Hemipenthes webberi

Scientific classification
- Domain: Eukaryota
- Kingdom: Animalia
- Phylum: Arthropoda
- Class: Insecta
- Order: Diptera
- Family: Bombyliidae
- Tribe: Villini
- Genus: Hemipenthes
- Species: H. webberi
- Binomial name: Hemipenthes webberi (Johnson, 1919)
- Synonyms: Villa webberi Johnson, 1919 ;

= Hemipenthes webberi =

- Genus: Hemipenthes
- Species: webberi
- Authority: (Johnson, 1919)

Species of fly

Hemipenthes webberi is a species of bee flies in the family Bombyliidae.

==Description==
H. webberi measures 6-10 mm in length. They have a dark coloured abdomen, thorax, and head, with yellowish flecks on the head and thorax. A few white hairs are present at the edges of the thorax. The antennae are black.
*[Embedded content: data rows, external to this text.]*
PR #441, opened 2019-09-18
Use ManagedArray in ParticleBuffer

bdice:
## Description
Switched ParticleBuffer to use ManagedArrays.

## Motivation and Context
More ManagedArray conversions.

## How Has This Been Tested?
Existing tests pass.

## Types of changes

## Checklist:

### DIFF
--- a/cpp/box/ParticleBuffer.cc
+++ b/cpp/box/ParticleBuffer.cc
@@ -1,12 +1,8 @@
 // Copyright (c) 2010-2019 The Regents of the University of Michigan
 // This file is from the freud project, released under the BSD 3-Clause License.
 
-#include <cassert>
-#include <memory>
 #include <stdexcept>
-#include <vector>
 
-#include "ManagedArray.h"
 #include "ParticleBuffer.h"
 
 using namespace std;
@@ -28,9 +24,6 @@ void ParticleBuffer::compute(const vec3<float>* points, const unsigned int Np, c
         throw invalid_argument("Buffer y distance must be non-negative.");
     if (buff.z < 0)
         throw invalid_argument("Buffer z distance must be non-negative.");
-
-    vector<vec3<float>> buffer_parts;
-    vector<unsigned int> buffer_ids;
 
     // Get the box dimensions
     vec3<float> L(m_box.getL());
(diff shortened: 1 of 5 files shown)


bdice:
@vyasr Following up on our offline discussion about whether this should be a ManagedArray or not, I prefer to keep it as-is in this PR and use a ManagedArray. If I recall correctly, it's not straightforward to convert a `vector<vec3<float>>` to an `(N, 3)` NumPy array without some memory view magic (potentially involving some raw pointer casting), since it involves `vec3`s. That would be easy if it were a vector of primitive types, but I would prefer to avoid retaining memory view logic in freud's Cython layer if we can avoid it.

vyasr:
Maybe it wasn't clear in our offline discussion, what I was proposing was just returning a copy. There's no reason not to if we're already forced to copy internally to generate the ManagedArray. So there wouldn't be any memoryviews, we'd just return a copy of the vector and use:

```
        particles = self.thisptr.getBufferParticles()
        return np.asarray([[p.x, p.y, p.z] for p in particles])
```

vyasr:
I actually already implemented the change and just saw this comment when I came back here. I'm going to push, but we can revert my commit if we decide to stick with ManagedArray here.

bdice:
@vyasr Tests are failing for Voronoi because of a lack of memory contiguity in the input array of buffer particles. Shall we treat this as an error for ParticleBuffer (changing from contiguous to non-contiguous arrays) or the Voronoi class (not ensuring its data is contiguous) or both? Should we call `freud.common.convert_array` on the output?

vyasr:
> @vyasr Tests are failing for Voronoi because of a lack of memory contiguity in the input array of buffer particles. Shall we treat this as an error for ParticleBuffer (changing from contiguous to non-contiguous arrays) or the Voronoi class (not ensuring its data is contiguous) or both? Should we call `freud.common.convert_array` on the output?

From a quick glance, it seems like the most natural place to fix this is in `_qhull_compute`. Users of `ParticleBuffer` may not care about contiguity, but `Voronoi` does, so `Voronoi` should fix it. Does that seem reasonable?

Also, feel free to resolve the other discussion as you see fit.

vyasr (approved):

Issue #435, opened 2019-09-11
Inline references


vyasr:
I think our references section is a little strange to be honest. I think we should put all citations inline (i.e. in the context of whatever method they're there for) and get rid of this section. We should also get more consistent with having citations, but that's a longer term things (maybe good for a hackathon to ask someone to identify features that need a citation).

_Originally posted by @vyasr in https://github.com/glotzerlab/freud/pull/383/files_

bdice:
We should use this package: https://sphinxcontrib-bibtex.readthedocs.io/en/latest/quickstart.html#minimal-example

vyasr:
After attempting this with #520 (where we did switch to bibtex), we decided that inlining citations was not worth the extra complications associated with avoiding duplicate references in bibtex.

PR #445, opened 2019-09-18
SolidLiquid rewrite

bdice:
## Description
This PR is a complete rewrite of the SolidLiquid order parameter code. It uses other modules (Steinhardt, Cluster) internally, instead of re-implementing those functionalities.

## Motivation and Context
Bringing SolidLiquid code up to date for freud v2.0.

## How Has This Been Tested?
Existing tests will be adapted.

## Types of changes

## Checklist:


bdice:
The tests will probably pass on this, but I don't think the tests are performing adequate validation for this class to be considered "ready." I should also verify the results against the old code.

bdice:
@vyasr I have finished with this and it's ready for review.

bdice:
@vyasr I added an inline citation (#435) which looks like this. I'm not sure if I like the formatting very well. Suggestions welcome.
image

cpp/order/Steinhardt.h
```diff
@@ -124,29 +130,29 @@ class Steinhardt
     }
 
     //! Compute the order parameter
-    virtual void compute(const freud::locality::NeighborList* nlist,
+    void compute(const freud::locality::NeighborList* nlist,
+                                  const freud::locality::NeighborQuery* points, freud::locality::QueryArgs qargs);
+
+    //! Calculates Qlms and the Ql order parameter before any further modifications
+    void baseCompute(const freud::locality::NeighborList* nlist,
```
vyasr: I think this method should still be private.

vyasr: (or at least protected)

freud/order.pyx
```diff
@@ -607,351 +606,172 @@ cdef class Steinhardt(PairCompute):
...
+            (:class:`matplotlib.axes.Axes`): Axis with the plot.
         """
-        cdef freud.locality.NeighborList nlist_
-        nlist_ = freud.locality.make_default_nlist(
-            self.m_box, points, None, dict(num_neighbors=self.num_neighbors,
-                                           r_guess=self.r_max), nlist)
-        return SolLiq.computeSolLiqNoNorm(self, points, nlist_)
+        import freud.plot
+        try:
+            count = np.unique(self.cluster_idx, return_counts=True)
```
vyasr: Unpack the tuple here and pass it into the plot function.

cpp/order/SolidLiquid.h
```diff
@@ -0,0 +1,129 @@
...
+
+#ifndef SOLID_LIQUID_H
+#define SOLID_LIQUID_H
+
+#include <algorithm>
+#include <complex>
+#include <memory>
+#include <stdexcept>
+#include <stdint.h>
+#include <vector>
```
vyasr, line 8: You should be able to remove memory and stdint. Not sure about algorithm (I don't see sort the usual suspects like `sort` or `max`). Move `stdexcept` to the cc file.

cpp/order/SolidLiquid.h
```diff
@@ -0,0 +1,129 @@
...
+#include "ManagedArray.h"
+#include "NeighborList.h"
+#include "Steinhardt.h"
+#include "ThreadStorage.h"
+#include "VectorMath.h"
+#include "utils.h"
+
+namespace freud { namespace order {
+
+//! Computes dot products of Qlm between particles and uses these for clustering
```
vyasr: Missing period.

cpp/order/SolidLiquid.h
```diff
@@ -0,0 +1,129 @@
...
+     *  \param l Spherical harmonic number l.
+     *  \param Q_threshold Value of dot product threshold when evaluating
+     *     \f$Q_{lm}(i) Q_{lm}^*(j)\f$ to determine if a neighbor pair is
+     *     a solid-like bond. (For l=6, 0.7 is generally good for FCC or BCC
+     *     structures)
+     *  \param S_threshold Minimum required number of adjacent solid-like bonds
+     *     for a particle to be considered solid-like for clustering. (For
+     *     l=6, 6-8 is generally good for FCC or BCC structures)
+     *  \param normalize_Q Whether to normalize the per-bond dot products of Qlm.
+     */
```
vyasr, line 63: In our C++ docstrings we usually put general descriptions of the class above the class rather than in the constructor documentation. I'd remove the "After creation..." stuff and move that to a separate comment outside the class (i.e. add to the comment where I asked you to add a period above). It would also be helpful at that point to add some detail about how this interacts with Cluster and Steinhardt.

cpp/order/SolidLiquid.cc
```diff
@@ -0,0 +1,101 @@
...
+
+void SolidLiquid::compute(const freud::locality::NeighborList* nlist,
+        const freud::locality::NeighborQuery* points, freud::locality::QueryArgs qargs)
+{
+    // Make NeighborList from NeighborQuery if not provided
+    if (nlist == NULL)
+    {
+        auto nqiter(points->query(points->getPoints(), points->getNPoints(), qargs));
+        nlist = nqiter->toNeighborList();
+    }
```
vyasr, line 29: We should standardize the way we deal with computes that require NeighborList objects somewhere. It would be convenient to do in Python, but as we move towards exposing our C++ API it probably makes sense to add the logic in C++ instead. Either way, needs to be possible.

cpp/order/SolidLiquid.cc
```diff
@@ -0,0 +1,101 @@
...
+                // Optionally normalize dot products by points' Ql values,
+                // accounting for the normalization of Ql values
+                if (m_normalize_Q)
+                {
+                    bond_Ql_ij *= normalizationfactor / (Ql[i] * Ql[j]);
+                }
+                m_Ql_ij[bond] = bond_Ql_ij.real();
+            }
+        }
+    }, true);
```
vyasr, line 67: I'm wondering if we should add a variation on the existing `loopOver*` functions that's specifically for `NeighborLists` and in addition to providing the `NeighborBond` instance, also provides the index in the `NeighborList` of the current bond. The logic would be very similar to what's already in the `NeighborListPerPointIterator`, and it would make these kinds of loops simpler since they're in multiple places (`LocalDescriptors`, `LocalBondProjection`, `AngularSeparation`, etc). Thoughts?

cpp/order/SolidLiquid.cc
```diff
@@ -0,0 +1,101 @@
...
+
+    // Filter neighbors to contain only solid-like bonds
+    unique_ptr<bool[]> solid_filter(new bool[num_bonds]);
```
vyasr: Is there a `using namespace std` hiding somewhere to make this work?

cpp/order/SolidLiquid.cc
```diff
@@ -0,0 +1,101 @@
...
+            unsigned int bond(nlist->find_first_index(i));
+            for (; bond < num_bonds && nlist->getNeighbors()(bond, 0) == i; ++bond)
+            {
+                const unsigned int j(nlist->getNeighbors()(bond, 1));
+
+                // Accumulate the dot product over m of Qlmi and Qlmj vectors
+                std::complex<float> bond_Ql_ij = 0;
+                for (unsigned int k = 0; k < m_num_ms; k++)
+                {
+                    bond_Ql_ij += Qlm(i, k) * conj(Qlm(j, k));
```
vyasr: There must be a `using namespace` hiding somewhere for this `conj` to work.

vyasr: I think I found it in wigner3j.h. Please remove it and fix the errors that crop up with it.

freud/order.pyx
```diff
@@ -607,351 +606,172 @@ cdef class Steinhardt(PairCompute):
...
+    If a particle has more than :math:`S_{threshold}` solid-like bonds, then
+    the particle is considered solid-like. Finally, solid-like particles are
+    clustered.
+
+    .. moduleauthor:: Bradley Dice <bdice@bradleydice.com>
     .. moduleauthor:: Richmond Newman <newmanrs@umich.edu>
 
+    .. [Frenkel1995] ten Wolde, P. R., Ruiz-Montero, M. J., & Frenkel, D
+       (1995).  Numerical Evidence for bcc Ordering at the Surface of a
+       Critical fcc Nucleus. Phys. Rev. Lett., 75 (2714).
```
vyasr, line 633: Can you add a citation for the other paper that you showed me? The one that had a more extensive mathematical description (and was properly normalized for our purposes of testing) and had reference plots for FCC, BCC, and SC?

cpp/order/SolidLiquid.cc
```diff
@@ -0,0 +1,101 @@
...
+                }
+
+                // Optionally normalize dot products by points' Ql values,
+                // accounting for the normalization of Ql values
+                if (m_normalize_Q)
+                {
+                    bond_Ql_ij *= normalizationfactor / (Ql[i] * Ql[j]);
+                }
+                m_Ql_ij[bond] = bond_Ql_ij.real();
```
vyasr, line 64: Does the complex component not mean anything? I don't think it will be zero since you are taking products over the various Qlms, but I don't remember the math in the paper well enough to be sure offhand.

tests/test_order_SolidLiquid.py
```diff
@@ -0,0 +1,79 @@
+import numpy.testing as npt
+import freud
+import unittest
+import util
+
+# Validated against manual calculation and pyboo
+PERFECT_FCC_Q6 = 0.57452416
```
vyasr: Remove this.

tests/test_order_SolidLiquid.py
```diff
@@ -0,0 +1,79 @@
...
+        comp.cluster_sizes
+        comp.cluster_idx
+        comp.num_connections
+        comp._repr_png_()
+
+    def test_repr(self):
+        comp = freud.order.SolidLiquid(6, Q_threshold=.7, S_threshold=6)
+        self.assertEqual(str(comp), str(eval(repr(comp))))
+
+
```
vyasr, line 74: While I know this isn't really the point of this code (since it's supposed to be insensitive to what type of structure you have), there are known characteristic values for FCC that were in the paper, right? Could we test against that? Also this would be a good system to add a test against a known simulation output by just storing a final frame in a numpy array or so as a testing dataset.

vyasr (changes requested):
Thanks for the hard work! This is a huge improvement over the old code. Just a little more to be done.

cpp/order/SolidLiquid.cc
bdice: I'm just creating a NeighborList here if one wasn't provided. I think this is a reasonable choice for standard behavior.

cpp/order/SolidLiquid.cc
bdice: Good idea, could be helpful, but not something I want in this PR and not a blocker for 2.0.

freud/order.pyx
bdice: The paper with reference plots isn't normalized properly, but I added a second citation with a robust description of the method and recommendations on how to use its parameters effectively.

cpp/order/SolidLiquid.cc
bdice: The imaginary part is generally not zero, but all the equations I found specify to take the real part so I did the same here.

tests/test_order_SolidLiquid.py
bdice: I am not exposing the Ql(i, j) to Python so I can't test this. At one point I was, but I don't think it helps the user API because it's a per-bond quantity. Then we would have to expose a NeighborList to make that quantity usable, etc.

cpp/order/SolidLiquid.cc
vyasr: Right, there are some methods where we always want to use NeighborLists. That's another general feature we should add but probably isn't critical to 2.0. I'll make an issue for it.

cpp/order/SolidLiquid.h
vyasr: @bdice is this resolved?

tests/test_order_SolidLiquid.py
vyasr: That's fair. This raises a different point though; is there no concept of per-particle value? The determination of whether a bond is solid checks whether each bond is solid like using the S threshold. Is the per-particle determination a useful quantity? It seems like it would be, although it's effectively given by belonging to a cluster unless there is a singleton cluster (which wouldn't get caught).

freud/order.pyx
```diff
@@ -607,351 +605,180 @@ cdef class Steinhardt(PairCompute):
...
+
+    Next, the bonds are filtered to keep only "solid-like" bonds with
+    :math:`Q_l(i, j)` above a cutoff value :math:`Q_{threshold}`.
+
+    If a particle has more than :math:`S_{threshold}` solid-like bonds, then
+    the particle is considered solid-like. Finally, solid-like particles are
+    clustered.
+
+    .. moduleauthor:: Bradley Dice <bdice@bradleydice.com>
     .. moduleauthor:: Richmond Newman <newmanrs@umich.edu>
```
vyasr: I don't know if you want to remove these here or in a future PR (in case it conflicts with the changes you made in #461), but it should be moved in one or the other.

cpp/order/SolidLiquid.cc
vyasr: So I guess `conj` is being imported into this namespace? I wonder what's doing it, maybe `std::complex`, but I guess nothing else to be done about it.

vyasr (approved):
There are still a couple minor open questions, but I'm approving. Feel free to merge when you feel you've addressed them suitably.

freud/order.pyx
bdice: I'll fix it in whichever PR is merged second.

bdice: Fixing here.

tests/test_order_SolidLiquid.py
bdice: The per-particle values are Qlmi (which is just from Steinhardt) and the number of solid-like bonds (which is used to filter the bonds to only include (i, j) iff both i and j have S or more solid-like bonds).

bdice: I test the number of solid-like bonds in the `num_connections` property, and the `Qlmi` values aren't exposed. We're covered well enough here.

PR #458, opened 2019-09-21
Fix/iterator terminator

vyasr:
## Description
Explicitly specify the const terminator in NeighborQuery.

## Motivation and Context
For some reason having one constant reference the other leads to inconsistent failures. I can't be 100% certain this was the problem, but prior to this fix if I recompiled the code multiple times and reran the tests I would experience failures roughly every other time. With this change I've been able to recompile and run the code tens of times with no failures.

To be more specific, the C++ code seemed to always work fine, the iterators were correctly identifying neighbors and returning them. However, the corresponding Python iterator seemed to have problems comparing to the sentinel properly, even though printing out the terminator typically showed the expected sentinel values (see [here](https://github.com/glotzerlab/freud/blob/master/freud/locality.pyx#L173)). @joaander any thoughts on what could cause this problem? The fact that I cannot reproduce this on my laptop, my desktop, or the linux workstations suggests that this is a very environment-specific compiler bug, but just want to get a second opinion before calling it done

## How Has This Been Tested?
Existing tests now pass consistently.

## Types of changes

## Checklist:

### DIFF
--- a/cpp/locality/NeighborQuery.cc
+++ b/cpp/locality/NeighborQuery.cc
@@ -5,7 +5,7 @@
 
 namespace freud { namespace locality {
 
-const NeighborBond NeighborQueryIterator::ITERATOR_TERMINATOR(NeighborPerPointIterator::ITERATOR_TERMINATOR);
+const NeighborBond NeighborQueryIterator::ITERATOR_TERMINATOR(-1, -1, 0);
 
 const QueryArgs::QueryType QueryArgs::DEFAULT_MODE(QueryArgs::none);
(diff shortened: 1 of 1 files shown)


bdice:
@vyasr FYI, I fixed the error that caused Appveyor to fail on `next`.

joaander (approved):
This is not a compiler bug. The fix is required. See:
* https://stackoverflow.com/questions/40107792/c-static-on-static-member-variable-dependent-initialization-with-int-vs-struc
* https://isocpp.org/wiki/faq/ctors#static-init-order

bdice:
@joaander Great links, thanks for the explanation!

The legs are black, except at the tibiae, which are yellow.

===Holotype===
The holotype, named as Villa webberi by Johnson, 1919, is a male found at Massachusetts. It is in the Museum of Comparative Zoology.

==Biology and lifecycle==
Known larval hosts for Hemipenthes include both Lepidoptera and diprionid sawflies and the tachinid flies and ichneumonoid wasps parasitizing them. Adults fly in June and July.